# 5million dollars in 365 days. Part 1.



## Jamal2222 (Dec 14, 2020)

*starting date December 14,2020
I’m 17 years old turning 18 in a few months. I have exactly ONE year to make 5 millionUS dollars.


End date December 14,2021.*

During this challenge I will go through extremes to reach my goal,this is a hard goal but it’s definitely possible.

-Currently I added a new hustle on Ebay sold 5 pairs of jordans. So far so good. Working at Wendys rn. Saving every penny I can, flipping free shit I find.
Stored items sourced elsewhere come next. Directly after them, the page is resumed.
PR #5057, opened 2025-01-29
feat: self hosted onboarding

kyle-ssg:
Thanks for submitting a PR! Please check the boxes below:

- [ ] I have added information to `docs/` if required so people know about the feature!
- [x] I have filled in the "Changes" section below?
- [x] I have filled in the "How did you test this code" section below?
- [x] I have used a [Conventional Commit](https://www.conventionalcommits.org/en/v1.0.0/) title for this Pull Request

## Changes

https://github.com/user-attachments/assets/2788fc29-90e8-4582-8b6f-90f7bd26a70e

Adds an onboarding flow for new self-hosted instances.

- Registers the user and creates the organisation in 1 workflow,
- Migrates version endpoint and homepage to RTK in order to determine if onboarding is necessary
- Adds resources panel for company self-hosted emails, allows initialising crisp
- Sends more information to crisp

- Todo: Add an approach to detecting onboarding needs to happen in the versions endpoint
- If we are to link to getting started docs, we just need a url for them to live in
- If there's any other info we might want to gather it'd need specifying 

## How did you test this code?

- Run against the latest docker image with clean data
- Delete the auto-created superuser (FFAdminUser.objects.all().delete()), this will be removed from docker compose prior to the next release
- Go to localhost:8080
- Validate superuser is created and contact consent is sent over (this posts to onboarding/request/send, pending https://github.com/Flagsmith/flagsmith/pull/5331)

PR #5266, opened 2025-03-31
feat(superuser): Allow super user creation using signup endpoint

gagantrivedi:

## Changes

Allow superuser creation through signup endpoint if no other user exists 
part of [onboarding flow](https://github.com/Flagsmith/flagsmith/pull/5057)

Adds unit tests

### DIFF
--- a/api/custom_auth/serializers.py
+++ b/api/custom_auth/serializers.py
@@ -7,6 +7,7 @@ from rest_framework.authtoken.models import Token
 from rest_framework.exceptions import PermissionDenied
 from rest_framework.validators import UniqueValidator
 
+from common.core.utils import is_saas
 from organisations.invites.models import Invite, InviteLink
 from users.auth_type import AuthType
 from users.constants import DEFAULT_DELETE_ORPHAN_ORGANISATIONS_VALUE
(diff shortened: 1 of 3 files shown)


api/custom_auth/serializers.py
```diff
@@ -57,6 +57,8 @@ class Meta(UserCreateSerializer.Meta):  # type: ignore[misc]
             "is_active",
             "marketing_consent_given",
             "uuid",
+            "is_superuser",
+            "is_staff",
```
matthewelwell: In my head we were going to implicitly do this if no other user existed in the database. What's the logic behind exposing these fields?

gagantrivedi: > In my head we were going to implicitly do this if no other user existed in the database.

No, the plan was to create another endpoint explicitly for superuser creation via the UI... Making the first user a superuser implicitly feels a bit odd

matthewelwell: Fair enough. I think I'd rather though handle the additional complexity on the BE side, instead of exposing the django fields themselves. Perhaps it's overkill, but I think we could do something like: 

```python
# serializers.py

class CustomerUserCreateSerializer(...):
    ...

    superuser = serializers.BooleanField(write_only=True)
```

```python
# models.py

class FFAdminUser(...):
    ...
    
    @property
    def superuser(self) -> bool:
        return self.is_staff and self.is_superuser

    @superuser.setter
    def set_superuser(self, value: bool) -> None:
        self.is_staff = value
        self.is_superuser = value
```

What do you think?

gagantrivedi: Yeah, I agree

matthewelwell (approved):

Sold 2 old dryers I fixed on Craigslist. Made 6k trading stocks today. 50k this year overall mainly trading gold
Total networth I have saved is 144,011.23. Just need 4,855,988.77 to reach my goal. Godspeed I’m working so hard staying up all night everyday. Because I know once my finances are right I can ascend comfortably. I want only the best surgeons
Godspeed


----------



## Siberia_ (Dec 14, 2020)

Mirin


----------



## obhmwtsg (Dec 15, 2020)

Jamal2222 said:


> 50k this year overall mainly trading gold


post positions


----------



## GarixTheChad (Dec 15, 2020)

stock seem too high iq for me tbh


----------



## Deleted member 9699 (Dec 15, 2020)

Jamal2222 said:


> *starting date December 14,2020
> I’m 17 years old turning 18 in a few months. I have exactly ONE year to make 5 millionUS dollars.
> 
> 
> ...


jfl 144k at 17
fuck me youre way ahead of the curve
a true 1%er
kudos to you man, you'll be a millionaire


----------



## Deleted member 10551 (Dec 15, 2020)

Is this goal even possible?

Nonetheless, I respect your grind. Don’t kill yourself in the process.


----------



## Deleted member 10551 (Dec 15, 2020)

Nobody said:


> Is this goal even possible?
> 
> Nonetheless, I respect your grind. Don’t kill yourself in the process.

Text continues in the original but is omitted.